■ Work request
In the records that follow, find each line with the word "calling" and copy it.
───── Records for the task
PR #816, opened 2024-03-13
SAA-1627 add retry to allocations jobs.

matt-crowson-moj:
The retry has already been applied to attendance creation and is out in production.

This change adds it to the allocation/deallocation jobs.

### DIFF
--- a/helm_deploy/values-dev.yaml
+++ b/helm_deploy/values-dev.yaml
@@ -38,7 +38,7 @@ generic-prometheus-alerts:
 # We are overriding the times in development due to core service dependencies being switched off overnight e.g. prisoner search API.
 cron:
   allocationsDeallocateEnding: "30 6 * * *"
-  allocationsDeallocateExpiring: "30 21 * * *"
+  allocationsDeallocateExpiring: "30 20 * * *"
   allocationsActivate: "45 6 * * *"
   appointmentAttendees: "45 6 * * *"
   createScheduledInstances: "0 7 * * *"
--- a/src/main/kotlin/uk/gov/justice/digital/hmpps/hmppsactivitiesmanagementapi/client/casenotesapi/api/CaseNotesApiClient.kt
+++ b/src/main/kotlin/uk/gov/justice/digital/hmpps/hmppsactivitiesmanagementapi/client/casenotesapi/api/CaseNotesApiClient.kt
@@ -19,6 +19,7 @@ class CaseNotesApiClient(@Qualifier("caseNotesApiWebClient") private val webClie
       .block()!!
   }
 
+  @Deprecated(message = "To keep things simpler (and take some pressure off the API) would prefer not to use this and return case note identifiers")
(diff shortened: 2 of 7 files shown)


helm_deploy/values-dev.yaml
```diff
@@ -38,7 +38,7 @@ generic-prometheus-alerts:
 # We are overriding the times in development due to core service dependencies being switched off overnight e.g. prisoner search API.
 cron:
   allocationsDeallocateEnding: "30 6 * * *"
-  allocationsDeallocateExpiring: "30 21 * * *"
+  allocationsDeallocateExpiring: "30 20 * * *"
```
matt-crowson-moj, line 41: I have brought this forwards an hour in DEV.

We are starting to see more errors around this time of evening so would like to if making a bit earlier calms things down.

src/main/kotlin/uk/gov/justice/digital/hmpps/hmppsactivitiesmanagementapi/client/casenotesapi/api/CaseNotesApiClient.kt
```diff
@@ -19,6 +19,7 @@ class CaseNotesApiClient(@Qualifier("caseNotesApiWebClient") private val webClie
       .block()!!
   }
 
+  @Deprecated(message = "To keep things simpler (and take some pressure off the API) would prefer not to use this and return case note identifiers")
```
matt-crowson-moj, line 22: Unrelated but documenting here for future.  Going forwards it keeps things simpler if we don't have keep calling case notes API for the actual notes.

It will be up to calling services to worry about it.

src/main/kotlin/uk/gov/justice/digital/hmpps/hmppsactivitiesmanagementapi/job/SafeJobRunner.kt
```diff
@@ -28,27 +28,29 @@ class SafeJobRunner(
...
-      } else {
-        jobDefinition.block()
-      }
-    }
-      .onSuccess { jobRepository.saveAndFlush(job.succeeded()) }
-      .onFailure {
-        log.error("JOB: Failed to run job ${jobDefinition.jobType} with job id '${job.jobId}'", it)
-        jobRepository.saveAndFlush(job.failed()).also { failedJob ->
-          monitoringService.capture("Job '${failedJob.jobType}' with job id '${failedJob.jobId}' failed")
+    val elapsed = measureTimeMillis {
```
matt-crowson-moj, line 36: Main change here is just to log how long the jobs takes.  Technically we do record this in the DB also but this provides something searchable in our logs.

helm_deploy/values-dev.yaml
matt-crowson-moj: For those that don't know - after 21:45 some of the services we rely on are turned off overnight (in DEV only).

dafhoustonmoj (approved):
TGTM

PR #817, opened 2024-03-14
SAA-1628 this change replaces the first of two prisoner domain events. The events we currently use are delayed by 45 mins, the new ones are not delayed.

matt-crowson-moj:


docker-compose-localstack.yml
```diff
@@ -37,7 +37,7 @@ services:
       - "/var/run/docker.sock:/var/run/docker.sock"
 
   prison-api:
-    image: rodolpheche/wiremock:latest
```
matt-crowson-moj, line 40: Replacing with a container that supports Arm architecture.

src/main/kotlin/uk/gov/justice/digital/hmpps/hmppsactivitiesmanagementapi/service/events/handlers/PrisonerReceivedEventHandler.kt
```diff
@@ -27,21 +27,21 @@ import java.time.LocalDateTime
  */
 @Component
 @Transactional
-class OffenderReceivedEventHandler(
+class PrisonerReceivedEventHandler(
```
matt-crowson-moj, line 30: This is simply a rename to work in conjunction with the replacement event going forwards.  There are no functional changes.

PR #821, opened 2024-03-18
SAA-1128: Amend error content

davidthomas22:
Updating error content as per team review session amendments


matt-crowson-moj (approved):
LGTM

PR #822, opened 2024-03-18
SAA-1629 correcting the prisoner alert payload, personReference is not part of the payload, nomsNumber is though.

matt-crowson-moj:
End to end testing in dev confirms this alert was never tested, the structure of the message we were expecting was not correct.

This change should clean up a message we have sitting on our DLQ in dev.

Note preprod and prod are not affected as we are not listening for this event in those envs.

### DIFF
--- a/src/main/kotlin/uk/gov/justice/digital/hmpps/hmppsactivitiesmanagementapi/service/events/InboundEvents.kt
+++ b/src/main/kotlin/uk/gov/justice/digital/hmpps/hmppsactivitiesmanagementapi/service/events/InboundEvents.kt
@@ -181,12 +181,8 @@ enum class Action {
 
 // ------------ New event contents here -------------------------------------------------------------
 
-data class AlertsUpdatedEvent(
-  val personReference: PersonReference,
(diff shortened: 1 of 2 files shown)


src/main/kotlin/uk/gov/justice/digital/hmpps/hmppsactivitiesmanagementapi/service/events/InboundEvents.kt
```diff
@@ -181,12 +181,8 @@ enum class Action {
 
 // ------------ New event contents here -------------------------------------------------------------
 
-data class AlertsUpdatedEvent(
-  val personReference: PersonReference,
-  val additionalInformation: AlertsUpdatedInformation,
-) : InboundEvent, EventOfInterest {
-  override fun prisonerNumber(): String =
-    personReference.identifiers.first { it.type == "NOMS" }.value
```
matt-crowson-moj, line 189: Person ref is not part of the message payload.

munslowl (approved):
──────────
■ Written response
matt-crowson-moj, line 22: Unrelated but documenting here for future.  Going forwards it keeps things simpler if we don't have keep calling case notes API for the actual notes.
It will be up to calling services to worry about it.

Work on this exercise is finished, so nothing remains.